**Given entries**
Issue #4085, opened 2023-07-10
Event handlers are no longer typed


tim-field:
## System:
 - OS: macOS 13.4.1
 - CPU: (8) arm64 Apple M1
 - Memory: 87.84 MB / 16.00 GB
 - Shell: 3.6.0 - /opt/homebrew/bin/fish
## Binaries:
 - Node: 18.16.1 - ~/.asdf/installs/nodejs/18.16.1/bin/node
 - Yarn: 1.22.19 - /opt/homebrew/bin/yarn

**Directions**
Lines of the listing above that hold the string "homebrew" should each be copied.

**Reply to the task**
 - Shell: 3.6.0 - /opt/homebrew/bin/fish
 - Yarn: 1.22.19 - /opt/homebrew/bin/yarn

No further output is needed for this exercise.